Wherever a line holds the word "HaveOccurred", copy that line from the data.
== Segment start ==
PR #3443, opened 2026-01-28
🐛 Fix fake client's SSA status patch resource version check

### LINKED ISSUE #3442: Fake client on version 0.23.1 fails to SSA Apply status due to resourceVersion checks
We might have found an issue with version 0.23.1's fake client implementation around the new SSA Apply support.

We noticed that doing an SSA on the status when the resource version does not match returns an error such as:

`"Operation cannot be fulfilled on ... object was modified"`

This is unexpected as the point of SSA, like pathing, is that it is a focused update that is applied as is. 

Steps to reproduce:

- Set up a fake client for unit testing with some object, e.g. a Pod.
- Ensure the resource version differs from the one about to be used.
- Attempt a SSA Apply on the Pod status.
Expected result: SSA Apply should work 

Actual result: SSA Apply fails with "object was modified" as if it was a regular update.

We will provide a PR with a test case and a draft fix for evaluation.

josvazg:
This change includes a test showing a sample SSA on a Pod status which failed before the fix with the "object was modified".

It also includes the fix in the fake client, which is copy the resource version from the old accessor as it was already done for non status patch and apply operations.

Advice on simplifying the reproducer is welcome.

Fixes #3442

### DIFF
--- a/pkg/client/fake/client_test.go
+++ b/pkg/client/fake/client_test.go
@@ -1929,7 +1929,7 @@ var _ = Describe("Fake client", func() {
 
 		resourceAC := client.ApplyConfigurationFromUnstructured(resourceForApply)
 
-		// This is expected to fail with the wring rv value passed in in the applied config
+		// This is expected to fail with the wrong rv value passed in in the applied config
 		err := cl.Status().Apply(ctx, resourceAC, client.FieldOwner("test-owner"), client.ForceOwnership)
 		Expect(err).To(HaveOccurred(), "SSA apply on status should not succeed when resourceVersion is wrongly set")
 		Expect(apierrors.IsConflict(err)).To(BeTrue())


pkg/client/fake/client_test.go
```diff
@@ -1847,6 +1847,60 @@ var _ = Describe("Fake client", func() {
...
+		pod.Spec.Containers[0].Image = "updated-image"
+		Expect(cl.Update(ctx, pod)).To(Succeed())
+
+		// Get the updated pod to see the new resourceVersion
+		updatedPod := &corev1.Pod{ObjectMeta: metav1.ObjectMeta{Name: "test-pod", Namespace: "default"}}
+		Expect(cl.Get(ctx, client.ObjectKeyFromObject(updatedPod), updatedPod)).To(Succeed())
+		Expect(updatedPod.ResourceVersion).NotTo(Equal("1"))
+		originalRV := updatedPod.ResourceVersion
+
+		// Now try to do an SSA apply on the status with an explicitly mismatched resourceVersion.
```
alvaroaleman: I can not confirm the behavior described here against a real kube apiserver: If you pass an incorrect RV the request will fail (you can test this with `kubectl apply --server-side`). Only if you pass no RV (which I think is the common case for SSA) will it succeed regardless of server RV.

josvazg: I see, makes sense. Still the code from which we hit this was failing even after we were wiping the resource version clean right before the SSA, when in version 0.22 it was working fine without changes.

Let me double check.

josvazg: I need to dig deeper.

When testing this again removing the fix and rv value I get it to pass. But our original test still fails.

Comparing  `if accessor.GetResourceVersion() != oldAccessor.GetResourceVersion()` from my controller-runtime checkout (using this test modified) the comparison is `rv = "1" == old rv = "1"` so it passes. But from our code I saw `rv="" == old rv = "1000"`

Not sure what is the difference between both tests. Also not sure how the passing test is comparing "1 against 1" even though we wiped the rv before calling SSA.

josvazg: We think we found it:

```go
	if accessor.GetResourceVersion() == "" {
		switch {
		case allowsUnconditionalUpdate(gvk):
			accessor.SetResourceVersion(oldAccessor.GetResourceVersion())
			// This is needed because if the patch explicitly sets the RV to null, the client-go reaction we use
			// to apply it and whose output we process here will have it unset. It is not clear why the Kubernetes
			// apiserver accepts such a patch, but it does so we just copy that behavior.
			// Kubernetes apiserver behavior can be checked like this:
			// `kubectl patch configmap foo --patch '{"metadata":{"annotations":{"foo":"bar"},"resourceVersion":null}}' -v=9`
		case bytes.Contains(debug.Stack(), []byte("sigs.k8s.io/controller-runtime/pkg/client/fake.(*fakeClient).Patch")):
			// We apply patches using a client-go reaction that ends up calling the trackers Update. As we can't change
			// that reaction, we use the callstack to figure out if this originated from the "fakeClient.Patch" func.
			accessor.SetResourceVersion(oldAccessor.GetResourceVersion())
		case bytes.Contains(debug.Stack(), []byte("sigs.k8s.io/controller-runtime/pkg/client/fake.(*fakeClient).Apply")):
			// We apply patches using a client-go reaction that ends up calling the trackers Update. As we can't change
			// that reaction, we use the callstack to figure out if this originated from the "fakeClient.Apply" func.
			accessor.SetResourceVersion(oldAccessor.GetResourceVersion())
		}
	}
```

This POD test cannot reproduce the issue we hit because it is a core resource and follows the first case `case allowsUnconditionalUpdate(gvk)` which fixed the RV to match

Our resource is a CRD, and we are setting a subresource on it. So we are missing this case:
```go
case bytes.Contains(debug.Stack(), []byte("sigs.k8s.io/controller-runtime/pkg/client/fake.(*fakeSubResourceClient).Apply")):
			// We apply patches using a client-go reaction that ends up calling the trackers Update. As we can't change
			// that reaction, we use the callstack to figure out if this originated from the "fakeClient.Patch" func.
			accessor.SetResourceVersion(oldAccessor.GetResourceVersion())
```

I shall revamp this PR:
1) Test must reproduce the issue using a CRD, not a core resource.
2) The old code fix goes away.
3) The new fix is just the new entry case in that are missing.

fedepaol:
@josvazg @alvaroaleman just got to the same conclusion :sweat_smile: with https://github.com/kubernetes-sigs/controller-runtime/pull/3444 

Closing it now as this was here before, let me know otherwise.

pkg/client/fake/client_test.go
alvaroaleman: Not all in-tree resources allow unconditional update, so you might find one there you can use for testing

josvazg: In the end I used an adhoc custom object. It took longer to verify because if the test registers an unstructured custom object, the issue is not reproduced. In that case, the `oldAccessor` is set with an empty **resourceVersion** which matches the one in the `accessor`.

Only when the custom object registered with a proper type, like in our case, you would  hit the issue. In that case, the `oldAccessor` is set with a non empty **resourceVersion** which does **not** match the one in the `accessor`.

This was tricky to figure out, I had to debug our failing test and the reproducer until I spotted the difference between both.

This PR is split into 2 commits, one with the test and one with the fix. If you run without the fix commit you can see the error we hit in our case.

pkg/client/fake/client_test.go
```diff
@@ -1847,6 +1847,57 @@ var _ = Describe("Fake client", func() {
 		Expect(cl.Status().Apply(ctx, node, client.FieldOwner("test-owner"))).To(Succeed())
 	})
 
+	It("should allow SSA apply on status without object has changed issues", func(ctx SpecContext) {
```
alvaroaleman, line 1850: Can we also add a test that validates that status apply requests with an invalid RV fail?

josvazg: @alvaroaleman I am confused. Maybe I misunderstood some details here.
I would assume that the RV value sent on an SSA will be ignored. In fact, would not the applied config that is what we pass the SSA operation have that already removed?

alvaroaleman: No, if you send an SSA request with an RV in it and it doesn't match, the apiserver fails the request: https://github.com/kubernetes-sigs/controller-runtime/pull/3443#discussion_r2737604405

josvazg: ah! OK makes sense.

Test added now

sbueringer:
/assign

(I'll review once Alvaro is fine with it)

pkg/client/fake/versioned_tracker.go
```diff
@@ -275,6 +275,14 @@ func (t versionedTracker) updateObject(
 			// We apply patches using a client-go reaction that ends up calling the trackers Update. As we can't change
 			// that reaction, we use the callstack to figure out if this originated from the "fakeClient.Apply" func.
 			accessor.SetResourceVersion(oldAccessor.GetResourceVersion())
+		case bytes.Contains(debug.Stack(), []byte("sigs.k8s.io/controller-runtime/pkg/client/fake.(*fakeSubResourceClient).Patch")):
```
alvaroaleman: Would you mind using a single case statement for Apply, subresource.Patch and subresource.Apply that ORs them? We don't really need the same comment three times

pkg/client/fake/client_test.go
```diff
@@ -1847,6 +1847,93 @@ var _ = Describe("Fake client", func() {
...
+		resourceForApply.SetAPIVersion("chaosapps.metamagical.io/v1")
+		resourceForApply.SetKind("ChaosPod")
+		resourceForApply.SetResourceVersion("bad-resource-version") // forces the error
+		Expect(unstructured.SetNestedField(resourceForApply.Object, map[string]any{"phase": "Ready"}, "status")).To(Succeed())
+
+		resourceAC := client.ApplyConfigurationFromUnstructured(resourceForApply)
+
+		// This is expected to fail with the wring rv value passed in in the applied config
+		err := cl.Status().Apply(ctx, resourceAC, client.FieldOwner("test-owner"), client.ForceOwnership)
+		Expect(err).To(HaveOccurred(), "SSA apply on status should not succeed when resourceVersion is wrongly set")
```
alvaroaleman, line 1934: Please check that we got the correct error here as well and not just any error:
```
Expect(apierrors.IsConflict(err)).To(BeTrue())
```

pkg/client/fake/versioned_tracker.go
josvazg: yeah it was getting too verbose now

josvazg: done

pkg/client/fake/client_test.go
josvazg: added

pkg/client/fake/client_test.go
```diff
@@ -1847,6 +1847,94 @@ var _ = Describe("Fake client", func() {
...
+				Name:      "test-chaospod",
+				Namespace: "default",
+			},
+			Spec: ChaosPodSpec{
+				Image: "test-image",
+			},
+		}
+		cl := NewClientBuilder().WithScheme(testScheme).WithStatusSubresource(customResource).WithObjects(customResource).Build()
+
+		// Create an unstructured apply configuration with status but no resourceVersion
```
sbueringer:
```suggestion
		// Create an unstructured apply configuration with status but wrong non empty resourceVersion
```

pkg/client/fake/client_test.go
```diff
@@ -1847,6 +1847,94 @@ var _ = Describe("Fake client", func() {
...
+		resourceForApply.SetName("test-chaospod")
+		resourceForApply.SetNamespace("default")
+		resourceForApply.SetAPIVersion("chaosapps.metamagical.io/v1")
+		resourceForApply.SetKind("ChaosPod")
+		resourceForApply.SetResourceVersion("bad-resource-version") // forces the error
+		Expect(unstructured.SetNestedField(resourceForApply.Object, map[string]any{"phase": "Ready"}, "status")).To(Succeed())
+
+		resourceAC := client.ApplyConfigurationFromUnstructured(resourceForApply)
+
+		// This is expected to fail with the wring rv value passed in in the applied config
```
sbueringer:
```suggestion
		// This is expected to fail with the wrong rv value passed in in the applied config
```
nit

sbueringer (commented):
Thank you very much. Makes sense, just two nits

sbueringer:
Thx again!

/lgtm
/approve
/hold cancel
== Segment end ==
== Segment start ==
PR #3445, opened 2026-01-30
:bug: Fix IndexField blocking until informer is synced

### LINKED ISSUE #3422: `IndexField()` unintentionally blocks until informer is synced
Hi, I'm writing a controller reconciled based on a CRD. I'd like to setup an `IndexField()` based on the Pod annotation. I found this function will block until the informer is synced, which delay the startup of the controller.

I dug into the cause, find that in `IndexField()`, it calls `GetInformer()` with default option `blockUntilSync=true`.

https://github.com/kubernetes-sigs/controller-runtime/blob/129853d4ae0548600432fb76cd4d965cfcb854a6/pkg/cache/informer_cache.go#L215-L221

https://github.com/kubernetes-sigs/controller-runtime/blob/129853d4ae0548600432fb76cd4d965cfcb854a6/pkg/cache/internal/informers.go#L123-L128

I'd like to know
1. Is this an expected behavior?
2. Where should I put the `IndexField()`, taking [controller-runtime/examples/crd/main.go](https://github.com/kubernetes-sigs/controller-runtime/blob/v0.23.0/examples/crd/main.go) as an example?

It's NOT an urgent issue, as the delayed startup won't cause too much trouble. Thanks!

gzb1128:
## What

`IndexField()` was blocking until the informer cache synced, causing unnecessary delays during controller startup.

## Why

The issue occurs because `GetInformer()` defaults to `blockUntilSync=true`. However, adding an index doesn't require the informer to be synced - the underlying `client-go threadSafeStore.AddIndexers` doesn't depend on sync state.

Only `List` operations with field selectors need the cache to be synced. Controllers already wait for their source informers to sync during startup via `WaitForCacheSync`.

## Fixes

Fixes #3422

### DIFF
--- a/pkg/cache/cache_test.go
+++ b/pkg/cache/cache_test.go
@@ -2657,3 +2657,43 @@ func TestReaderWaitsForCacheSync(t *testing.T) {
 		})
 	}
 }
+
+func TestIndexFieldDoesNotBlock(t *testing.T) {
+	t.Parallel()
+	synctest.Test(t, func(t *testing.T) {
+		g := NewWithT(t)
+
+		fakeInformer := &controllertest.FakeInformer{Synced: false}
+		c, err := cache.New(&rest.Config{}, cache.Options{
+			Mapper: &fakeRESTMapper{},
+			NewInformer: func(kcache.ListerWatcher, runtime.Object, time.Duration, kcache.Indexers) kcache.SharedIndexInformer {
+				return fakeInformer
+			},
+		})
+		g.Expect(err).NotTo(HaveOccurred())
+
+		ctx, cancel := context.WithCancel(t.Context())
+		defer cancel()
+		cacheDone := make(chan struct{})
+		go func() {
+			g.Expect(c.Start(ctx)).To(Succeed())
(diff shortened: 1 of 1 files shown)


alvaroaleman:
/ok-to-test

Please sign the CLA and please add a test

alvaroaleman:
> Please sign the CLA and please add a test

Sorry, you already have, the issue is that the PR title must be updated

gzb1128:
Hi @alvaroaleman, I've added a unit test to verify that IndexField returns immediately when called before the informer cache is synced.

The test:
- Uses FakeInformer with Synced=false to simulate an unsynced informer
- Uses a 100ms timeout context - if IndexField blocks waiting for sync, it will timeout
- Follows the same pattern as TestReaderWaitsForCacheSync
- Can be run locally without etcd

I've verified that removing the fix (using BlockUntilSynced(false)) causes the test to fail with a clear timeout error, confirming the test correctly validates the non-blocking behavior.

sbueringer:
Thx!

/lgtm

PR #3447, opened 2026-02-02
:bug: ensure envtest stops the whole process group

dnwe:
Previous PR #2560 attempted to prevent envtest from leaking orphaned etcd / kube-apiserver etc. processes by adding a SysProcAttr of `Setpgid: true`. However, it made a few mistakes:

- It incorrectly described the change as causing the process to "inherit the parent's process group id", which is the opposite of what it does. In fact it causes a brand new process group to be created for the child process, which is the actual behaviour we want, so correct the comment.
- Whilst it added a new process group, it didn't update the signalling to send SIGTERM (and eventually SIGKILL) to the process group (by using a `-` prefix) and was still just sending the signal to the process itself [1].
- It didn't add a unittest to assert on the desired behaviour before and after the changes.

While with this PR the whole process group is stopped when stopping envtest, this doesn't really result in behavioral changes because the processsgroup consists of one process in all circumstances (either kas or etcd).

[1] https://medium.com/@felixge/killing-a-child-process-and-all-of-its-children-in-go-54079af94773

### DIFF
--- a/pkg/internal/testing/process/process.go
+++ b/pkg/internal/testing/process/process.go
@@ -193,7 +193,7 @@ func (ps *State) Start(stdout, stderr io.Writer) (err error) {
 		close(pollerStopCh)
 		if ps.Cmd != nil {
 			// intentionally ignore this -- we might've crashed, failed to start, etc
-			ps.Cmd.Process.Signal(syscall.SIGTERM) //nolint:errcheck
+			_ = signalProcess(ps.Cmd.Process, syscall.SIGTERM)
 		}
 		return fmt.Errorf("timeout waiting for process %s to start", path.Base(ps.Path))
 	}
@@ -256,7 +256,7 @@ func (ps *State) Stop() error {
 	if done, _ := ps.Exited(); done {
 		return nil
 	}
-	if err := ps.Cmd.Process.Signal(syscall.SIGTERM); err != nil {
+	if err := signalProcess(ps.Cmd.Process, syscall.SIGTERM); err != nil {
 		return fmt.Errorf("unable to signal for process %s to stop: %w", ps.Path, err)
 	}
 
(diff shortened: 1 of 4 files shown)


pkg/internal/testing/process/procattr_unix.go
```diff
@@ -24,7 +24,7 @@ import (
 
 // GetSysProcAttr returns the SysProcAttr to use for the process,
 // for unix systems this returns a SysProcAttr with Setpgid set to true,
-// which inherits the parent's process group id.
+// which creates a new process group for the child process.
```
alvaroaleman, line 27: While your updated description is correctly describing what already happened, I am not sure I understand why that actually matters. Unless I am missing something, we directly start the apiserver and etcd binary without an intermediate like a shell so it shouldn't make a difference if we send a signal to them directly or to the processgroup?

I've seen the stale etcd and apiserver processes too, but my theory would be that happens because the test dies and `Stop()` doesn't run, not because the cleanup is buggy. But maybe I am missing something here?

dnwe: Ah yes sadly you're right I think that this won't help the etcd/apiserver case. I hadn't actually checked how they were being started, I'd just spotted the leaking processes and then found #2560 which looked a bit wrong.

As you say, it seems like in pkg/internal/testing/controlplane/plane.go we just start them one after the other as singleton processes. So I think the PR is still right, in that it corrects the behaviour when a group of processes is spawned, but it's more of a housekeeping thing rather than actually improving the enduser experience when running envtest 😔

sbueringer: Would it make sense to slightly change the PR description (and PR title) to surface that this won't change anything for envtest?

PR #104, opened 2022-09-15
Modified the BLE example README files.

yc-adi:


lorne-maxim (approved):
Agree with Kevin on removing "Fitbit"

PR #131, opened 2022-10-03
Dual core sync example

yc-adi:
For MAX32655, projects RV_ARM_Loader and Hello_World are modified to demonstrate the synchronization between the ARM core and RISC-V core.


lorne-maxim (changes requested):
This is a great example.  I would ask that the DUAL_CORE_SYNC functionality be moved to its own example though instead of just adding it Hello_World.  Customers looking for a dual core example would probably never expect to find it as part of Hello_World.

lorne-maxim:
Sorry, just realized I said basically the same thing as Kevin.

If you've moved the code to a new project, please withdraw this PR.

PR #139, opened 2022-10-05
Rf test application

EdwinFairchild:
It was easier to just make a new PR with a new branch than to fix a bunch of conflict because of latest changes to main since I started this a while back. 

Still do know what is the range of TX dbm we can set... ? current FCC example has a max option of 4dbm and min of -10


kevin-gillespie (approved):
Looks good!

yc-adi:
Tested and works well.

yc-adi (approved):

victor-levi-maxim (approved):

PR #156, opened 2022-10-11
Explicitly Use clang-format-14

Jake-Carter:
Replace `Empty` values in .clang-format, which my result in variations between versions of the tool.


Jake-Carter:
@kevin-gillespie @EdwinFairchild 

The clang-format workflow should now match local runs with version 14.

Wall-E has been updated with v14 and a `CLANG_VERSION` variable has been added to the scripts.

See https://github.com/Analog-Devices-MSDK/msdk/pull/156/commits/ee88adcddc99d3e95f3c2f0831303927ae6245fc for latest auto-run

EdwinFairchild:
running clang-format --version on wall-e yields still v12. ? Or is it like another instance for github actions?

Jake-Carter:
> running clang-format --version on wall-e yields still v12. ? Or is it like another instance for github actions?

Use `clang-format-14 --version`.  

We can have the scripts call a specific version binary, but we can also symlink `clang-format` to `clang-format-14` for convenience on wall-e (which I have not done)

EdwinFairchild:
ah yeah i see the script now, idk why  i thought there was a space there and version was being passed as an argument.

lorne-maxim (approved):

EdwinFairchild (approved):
== Segment end ==
== Segment start ==
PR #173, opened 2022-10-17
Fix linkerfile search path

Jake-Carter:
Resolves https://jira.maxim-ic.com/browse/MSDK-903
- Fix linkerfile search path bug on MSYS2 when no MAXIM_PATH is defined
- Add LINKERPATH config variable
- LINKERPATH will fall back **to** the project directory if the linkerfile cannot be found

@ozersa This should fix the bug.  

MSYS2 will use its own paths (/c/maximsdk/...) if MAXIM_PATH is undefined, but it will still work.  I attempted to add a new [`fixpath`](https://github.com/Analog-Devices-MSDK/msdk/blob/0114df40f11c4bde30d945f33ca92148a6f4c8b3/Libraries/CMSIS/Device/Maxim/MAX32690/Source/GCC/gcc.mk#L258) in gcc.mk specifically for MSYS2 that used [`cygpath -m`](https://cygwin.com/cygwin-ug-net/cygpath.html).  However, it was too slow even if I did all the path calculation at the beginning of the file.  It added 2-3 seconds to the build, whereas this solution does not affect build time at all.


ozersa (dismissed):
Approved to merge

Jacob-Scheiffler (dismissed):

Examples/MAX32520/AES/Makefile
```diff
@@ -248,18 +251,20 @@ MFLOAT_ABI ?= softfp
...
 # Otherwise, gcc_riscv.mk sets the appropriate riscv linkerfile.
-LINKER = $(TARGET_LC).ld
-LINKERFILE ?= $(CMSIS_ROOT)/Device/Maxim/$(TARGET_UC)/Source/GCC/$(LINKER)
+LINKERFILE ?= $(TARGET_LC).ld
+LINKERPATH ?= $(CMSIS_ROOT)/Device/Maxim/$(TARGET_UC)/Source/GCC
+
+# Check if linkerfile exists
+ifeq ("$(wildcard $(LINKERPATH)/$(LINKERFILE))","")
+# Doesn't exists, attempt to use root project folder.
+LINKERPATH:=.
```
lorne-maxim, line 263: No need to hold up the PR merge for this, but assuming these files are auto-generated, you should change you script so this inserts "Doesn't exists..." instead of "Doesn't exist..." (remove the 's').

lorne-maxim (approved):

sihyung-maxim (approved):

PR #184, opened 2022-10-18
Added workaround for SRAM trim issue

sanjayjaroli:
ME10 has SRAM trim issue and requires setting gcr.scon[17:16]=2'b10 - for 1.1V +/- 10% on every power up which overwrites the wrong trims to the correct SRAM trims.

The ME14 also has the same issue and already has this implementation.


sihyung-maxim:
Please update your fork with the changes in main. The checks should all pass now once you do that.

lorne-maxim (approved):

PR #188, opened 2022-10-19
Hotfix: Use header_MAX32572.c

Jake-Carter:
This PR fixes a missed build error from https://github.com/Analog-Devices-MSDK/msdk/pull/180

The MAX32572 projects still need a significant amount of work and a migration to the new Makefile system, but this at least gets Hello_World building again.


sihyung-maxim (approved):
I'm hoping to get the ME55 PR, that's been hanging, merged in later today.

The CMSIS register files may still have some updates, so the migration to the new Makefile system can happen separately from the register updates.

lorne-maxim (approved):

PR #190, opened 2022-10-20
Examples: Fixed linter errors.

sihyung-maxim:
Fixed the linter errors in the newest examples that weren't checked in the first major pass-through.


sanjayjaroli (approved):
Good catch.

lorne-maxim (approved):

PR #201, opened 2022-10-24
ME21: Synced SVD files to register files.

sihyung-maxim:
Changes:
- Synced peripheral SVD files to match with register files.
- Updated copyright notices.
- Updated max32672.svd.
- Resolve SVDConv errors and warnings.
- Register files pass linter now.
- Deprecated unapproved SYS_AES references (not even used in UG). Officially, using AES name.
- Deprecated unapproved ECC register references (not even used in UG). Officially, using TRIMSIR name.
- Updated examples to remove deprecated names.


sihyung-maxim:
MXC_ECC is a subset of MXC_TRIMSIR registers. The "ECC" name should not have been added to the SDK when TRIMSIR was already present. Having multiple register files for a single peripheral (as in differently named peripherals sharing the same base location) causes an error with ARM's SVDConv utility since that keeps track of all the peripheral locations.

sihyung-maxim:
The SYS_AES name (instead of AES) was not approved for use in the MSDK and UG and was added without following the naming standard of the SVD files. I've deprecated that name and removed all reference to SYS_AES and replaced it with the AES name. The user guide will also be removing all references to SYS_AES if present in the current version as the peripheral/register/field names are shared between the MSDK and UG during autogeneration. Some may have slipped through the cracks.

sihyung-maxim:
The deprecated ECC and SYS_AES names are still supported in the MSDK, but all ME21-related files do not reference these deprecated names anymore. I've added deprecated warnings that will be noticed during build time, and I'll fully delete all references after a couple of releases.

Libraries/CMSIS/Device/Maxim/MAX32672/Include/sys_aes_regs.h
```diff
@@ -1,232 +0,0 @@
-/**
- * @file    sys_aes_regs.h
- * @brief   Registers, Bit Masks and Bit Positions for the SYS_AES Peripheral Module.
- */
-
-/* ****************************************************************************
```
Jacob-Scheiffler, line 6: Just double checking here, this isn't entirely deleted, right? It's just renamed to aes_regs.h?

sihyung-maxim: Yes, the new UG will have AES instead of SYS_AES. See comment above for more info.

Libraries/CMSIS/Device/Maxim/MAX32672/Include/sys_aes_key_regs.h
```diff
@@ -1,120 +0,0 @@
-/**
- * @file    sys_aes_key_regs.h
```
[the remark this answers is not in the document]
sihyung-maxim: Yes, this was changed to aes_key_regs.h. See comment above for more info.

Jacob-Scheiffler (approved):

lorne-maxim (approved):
== Segment end ==
Result of the task
 		Expect(err).To(HaveOccurred(), "SSA apply on status should not succeed when resourceVersion is wrongly set")
+		Expect(err).To(HaveOccurred(), "SSA apply on status should not succeed when resourceVersion is wrongly set")
+		g.Expect(err).NotTo(HaveOccurred())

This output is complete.